• **Supplied records**

▬▬▬

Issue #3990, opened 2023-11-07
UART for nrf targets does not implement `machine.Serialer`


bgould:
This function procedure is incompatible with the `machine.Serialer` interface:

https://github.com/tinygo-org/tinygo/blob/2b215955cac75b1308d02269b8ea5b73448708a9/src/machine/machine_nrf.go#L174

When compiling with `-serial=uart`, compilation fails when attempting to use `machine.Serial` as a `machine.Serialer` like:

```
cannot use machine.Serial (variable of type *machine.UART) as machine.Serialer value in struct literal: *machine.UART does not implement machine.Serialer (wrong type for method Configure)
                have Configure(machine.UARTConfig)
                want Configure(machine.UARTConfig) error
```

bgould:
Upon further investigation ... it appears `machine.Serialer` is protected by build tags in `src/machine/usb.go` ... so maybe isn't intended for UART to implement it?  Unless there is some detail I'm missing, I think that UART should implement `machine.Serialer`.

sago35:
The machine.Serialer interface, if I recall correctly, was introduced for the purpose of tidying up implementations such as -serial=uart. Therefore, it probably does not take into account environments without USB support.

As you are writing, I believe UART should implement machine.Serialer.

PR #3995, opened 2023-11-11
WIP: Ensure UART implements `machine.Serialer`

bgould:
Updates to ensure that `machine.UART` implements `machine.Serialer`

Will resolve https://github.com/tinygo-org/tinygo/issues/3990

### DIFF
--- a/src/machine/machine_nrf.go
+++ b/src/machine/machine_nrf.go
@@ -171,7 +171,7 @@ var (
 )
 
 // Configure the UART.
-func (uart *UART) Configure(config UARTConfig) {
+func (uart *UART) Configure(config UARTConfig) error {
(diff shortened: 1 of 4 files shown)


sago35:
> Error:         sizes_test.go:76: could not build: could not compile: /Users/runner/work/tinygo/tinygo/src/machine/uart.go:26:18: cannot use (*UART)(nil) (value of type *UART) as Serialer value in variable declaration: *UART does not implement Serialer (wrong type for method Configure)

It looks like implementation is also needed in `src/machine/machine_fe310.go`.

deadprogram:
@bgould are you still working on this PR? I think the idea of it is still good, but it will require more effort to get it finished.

▬▬▬

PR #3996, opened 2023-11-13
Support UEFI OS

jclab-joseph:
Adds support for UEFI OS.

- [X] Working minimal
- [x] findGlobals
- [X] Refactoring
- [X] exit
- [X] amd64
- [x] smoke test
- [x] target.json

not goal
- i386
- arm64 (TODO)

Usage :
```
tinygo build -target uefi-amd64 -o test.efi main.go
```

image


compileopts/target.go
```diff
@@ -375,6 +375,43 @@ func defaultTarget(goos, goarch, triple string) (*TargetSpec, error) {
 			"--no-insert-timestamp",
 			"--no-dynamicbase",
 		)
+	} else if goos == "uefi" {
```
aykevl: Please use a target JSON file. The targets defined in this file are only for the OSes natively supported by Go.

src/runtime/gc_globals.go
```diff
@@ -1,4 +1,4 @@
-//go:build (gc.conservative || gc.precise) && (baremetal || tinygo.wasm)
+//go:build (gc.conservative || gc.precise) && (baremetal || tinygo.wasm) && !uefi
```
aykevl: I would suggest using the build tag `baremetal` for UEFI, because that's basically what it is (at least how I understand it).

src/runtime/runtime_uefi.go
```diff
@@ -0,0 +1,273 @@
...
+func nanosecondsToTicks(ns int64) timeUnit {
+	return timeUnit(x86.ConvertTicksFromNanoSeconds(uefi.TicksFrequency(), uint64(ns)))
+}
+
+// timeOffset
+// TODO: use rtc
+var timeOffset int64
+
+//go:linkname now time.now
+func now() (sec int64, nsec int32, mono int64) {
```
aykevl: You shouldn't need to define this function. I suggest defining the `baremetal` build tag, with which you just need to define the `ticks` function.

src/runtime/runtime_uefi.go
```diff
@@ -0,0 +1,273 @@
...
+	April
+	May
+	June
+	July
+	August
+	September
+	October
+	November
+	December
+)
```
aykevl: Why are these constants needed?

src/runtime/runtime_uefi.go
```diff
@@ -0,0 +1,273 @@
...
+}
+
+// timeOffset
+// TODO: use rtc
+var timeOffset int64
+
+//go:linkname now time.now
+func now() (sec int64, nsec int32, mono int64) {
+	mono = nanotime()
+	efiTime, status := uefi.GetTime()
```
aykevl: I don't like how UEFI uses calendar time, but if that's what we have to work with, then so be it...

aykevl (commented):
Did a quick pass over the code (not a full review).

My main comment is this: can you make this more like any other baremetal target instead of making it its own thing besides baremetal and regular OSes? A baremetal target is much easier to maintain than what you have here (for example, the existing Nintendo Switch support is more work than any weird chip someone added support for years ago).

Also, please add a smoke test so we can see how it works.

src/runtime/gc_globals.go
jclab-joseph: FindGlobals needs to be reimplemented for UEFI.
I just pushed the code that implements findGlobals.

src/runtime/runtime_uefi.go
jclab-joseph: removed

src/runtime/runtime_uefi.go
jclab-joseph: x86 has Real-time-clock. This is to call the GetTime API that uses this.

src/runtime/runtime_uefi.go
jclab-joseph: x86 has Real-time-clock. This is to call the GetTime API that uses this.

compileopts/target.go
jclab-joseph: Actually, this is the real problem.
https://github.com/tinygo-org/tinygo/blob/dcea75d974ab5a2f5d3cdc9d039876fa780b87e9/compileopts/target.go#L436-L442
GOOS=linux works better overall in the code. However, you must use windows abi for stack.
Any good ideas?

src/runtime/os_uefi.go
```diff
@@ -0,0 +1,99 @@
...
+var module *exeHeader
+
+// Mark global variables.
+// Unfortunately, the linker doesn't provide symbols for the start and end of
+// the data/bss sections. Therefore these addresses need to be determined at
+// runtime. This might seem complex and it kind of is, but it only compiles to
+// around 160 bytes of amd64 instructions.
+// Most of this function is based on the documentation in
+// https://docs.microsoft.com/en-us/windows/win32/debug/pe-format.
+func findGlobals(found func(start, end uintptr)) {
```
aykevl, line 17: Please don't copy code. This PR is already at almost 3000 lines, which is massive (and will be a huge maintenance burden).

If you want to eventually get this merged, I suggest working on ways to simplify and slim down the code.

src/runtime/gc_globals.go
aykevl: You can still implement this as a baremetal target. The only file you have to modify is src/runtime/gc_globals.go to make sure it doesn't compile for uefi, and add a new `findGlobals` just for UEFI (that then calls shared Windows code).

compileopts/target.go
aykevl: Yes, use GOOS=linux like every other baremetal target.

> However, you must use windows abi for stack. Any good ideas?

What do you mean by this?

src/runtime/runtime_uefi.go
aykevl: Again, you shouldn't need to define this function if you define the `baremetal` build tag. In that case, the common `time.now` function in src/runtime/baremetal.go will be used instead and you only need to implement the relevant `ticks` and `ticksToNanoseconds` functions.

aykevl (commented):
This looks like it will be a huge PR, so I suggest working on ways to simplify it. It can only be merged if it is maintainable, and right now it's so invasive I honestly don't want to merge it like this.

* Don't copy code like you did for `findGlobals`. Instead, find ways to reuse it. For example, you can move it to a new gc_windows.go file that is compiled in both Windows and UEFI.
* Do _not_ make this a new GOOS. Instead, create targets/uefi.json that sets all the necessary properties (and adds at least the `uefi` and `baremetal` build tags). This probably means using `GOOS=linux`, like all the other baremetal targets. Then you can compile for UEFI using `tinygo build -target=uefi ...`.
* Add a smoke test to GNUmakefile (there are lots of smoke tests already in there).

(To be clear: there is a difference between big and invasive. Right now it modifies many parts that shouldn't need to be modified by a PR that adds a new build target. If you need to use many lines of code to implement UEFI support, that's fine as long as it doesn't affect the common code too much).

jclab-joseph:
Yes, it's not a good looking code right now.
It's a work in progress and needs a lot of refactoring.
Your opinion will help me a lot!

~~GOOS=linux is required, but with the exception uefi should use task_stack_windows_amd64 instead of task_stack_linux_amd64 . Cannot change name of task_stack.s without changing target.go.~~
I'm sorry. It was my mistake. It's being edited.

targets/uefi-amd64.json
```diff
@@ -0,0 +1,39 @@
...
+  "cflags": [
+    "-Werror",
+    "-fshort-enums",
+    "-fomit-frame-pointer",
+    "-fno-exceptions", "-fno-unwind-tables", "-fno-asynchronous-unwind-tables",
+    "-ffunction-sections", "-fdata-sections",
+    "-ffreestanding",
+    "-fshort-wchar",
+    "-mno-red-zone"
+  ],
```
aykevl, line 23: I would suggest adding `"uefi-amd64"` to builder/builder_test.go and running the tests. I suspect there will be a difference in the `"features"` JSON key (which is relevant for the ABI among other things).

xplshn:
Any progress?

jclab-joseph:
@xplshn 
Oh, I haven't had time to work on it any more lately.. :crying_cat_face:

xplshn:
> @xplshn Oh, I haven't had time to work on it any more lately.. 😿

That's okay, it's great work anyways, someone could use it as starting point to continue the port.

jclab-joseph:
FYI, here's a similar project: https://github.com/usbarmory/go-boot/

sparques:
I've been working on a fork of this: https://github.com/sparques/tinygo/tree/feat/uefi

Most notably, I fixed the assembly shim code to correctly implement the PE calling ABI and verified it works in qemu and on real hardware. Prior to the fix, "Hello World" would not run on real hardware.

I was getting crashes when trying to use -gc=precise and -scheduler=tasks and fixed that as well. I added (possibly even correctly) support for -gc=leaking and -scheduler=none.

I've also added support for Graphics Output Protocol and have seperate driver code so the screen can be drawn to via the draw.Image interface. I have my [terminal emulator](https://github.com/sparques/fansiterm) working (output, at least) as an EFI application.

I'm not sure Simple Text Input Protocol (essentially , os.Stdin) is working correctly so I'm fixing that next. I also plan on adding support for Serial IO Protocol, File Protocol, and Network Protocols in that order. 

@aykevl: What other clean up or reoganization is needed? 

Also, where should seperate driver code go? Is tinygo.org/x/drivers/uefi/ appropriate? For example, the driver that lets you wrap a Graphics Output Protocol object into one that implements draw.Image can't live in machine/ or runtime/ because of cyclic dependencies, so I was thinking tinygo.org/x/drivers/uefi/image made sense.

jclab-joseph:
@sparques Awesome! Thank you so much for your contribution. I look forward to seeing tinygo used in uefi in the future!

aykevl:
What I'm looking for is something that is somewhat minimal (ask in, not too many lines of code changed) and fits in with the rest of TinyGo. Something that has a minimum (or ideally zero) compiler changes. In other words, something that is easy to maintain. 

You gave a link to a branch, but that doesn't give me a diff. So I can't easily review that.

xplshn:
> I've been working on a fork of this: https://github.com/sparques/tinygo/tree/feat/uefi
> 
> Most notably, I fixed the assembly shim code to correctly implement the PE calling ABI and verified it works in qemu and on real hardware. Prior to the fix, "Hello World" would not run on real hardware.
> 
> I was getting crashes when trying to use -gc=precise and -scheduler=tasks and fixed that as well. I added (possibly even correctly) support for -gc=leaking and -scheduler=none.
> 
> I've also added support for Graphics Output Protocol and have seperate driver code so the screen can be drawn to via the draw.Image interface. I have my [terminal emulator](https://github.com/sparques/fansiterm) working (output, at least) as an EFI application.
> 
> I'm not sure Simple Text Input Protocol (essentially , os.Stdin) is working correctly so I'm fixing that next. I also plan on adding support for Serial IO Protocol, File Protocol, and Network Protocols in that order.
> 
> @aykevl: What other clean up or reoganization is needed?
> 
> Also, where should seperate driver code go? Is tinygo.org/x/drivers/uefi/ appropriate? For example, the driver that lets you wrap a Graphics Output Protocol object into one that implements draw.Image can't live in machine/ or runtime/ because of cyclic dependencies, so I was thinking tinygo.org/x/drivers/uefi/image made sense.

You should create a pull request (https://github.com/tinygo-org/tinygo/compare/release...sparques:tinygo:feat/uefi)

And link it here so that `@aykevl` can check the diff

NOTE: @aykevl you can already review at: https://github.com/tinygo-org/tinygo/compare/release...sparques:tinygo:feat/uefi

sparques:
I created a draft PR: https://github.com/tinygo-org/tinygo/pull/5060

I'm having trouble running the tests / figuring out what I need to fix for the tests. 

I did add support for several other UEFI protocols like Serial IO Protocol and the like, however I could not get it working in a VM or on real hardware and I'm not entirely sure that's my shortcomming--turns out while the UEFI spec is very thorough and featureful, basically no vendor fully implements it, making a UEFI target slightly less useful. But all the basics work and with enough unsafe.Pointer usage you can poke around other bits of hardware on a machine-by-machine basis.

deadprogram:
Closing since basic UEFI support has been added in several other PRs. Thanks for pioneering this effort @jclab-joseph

▬▬▬

• **Exercise prompt**
Wherever the string "wasm" occurs in the records, copy the line it is in.

• **Response area**
-//go:build (gc.conservative || gc.precise) && (baremetal || tinygo.wasm)
+//go:build (gc.conservative || gc.precise) && (baremetal || tinygo.wasm) && !uefi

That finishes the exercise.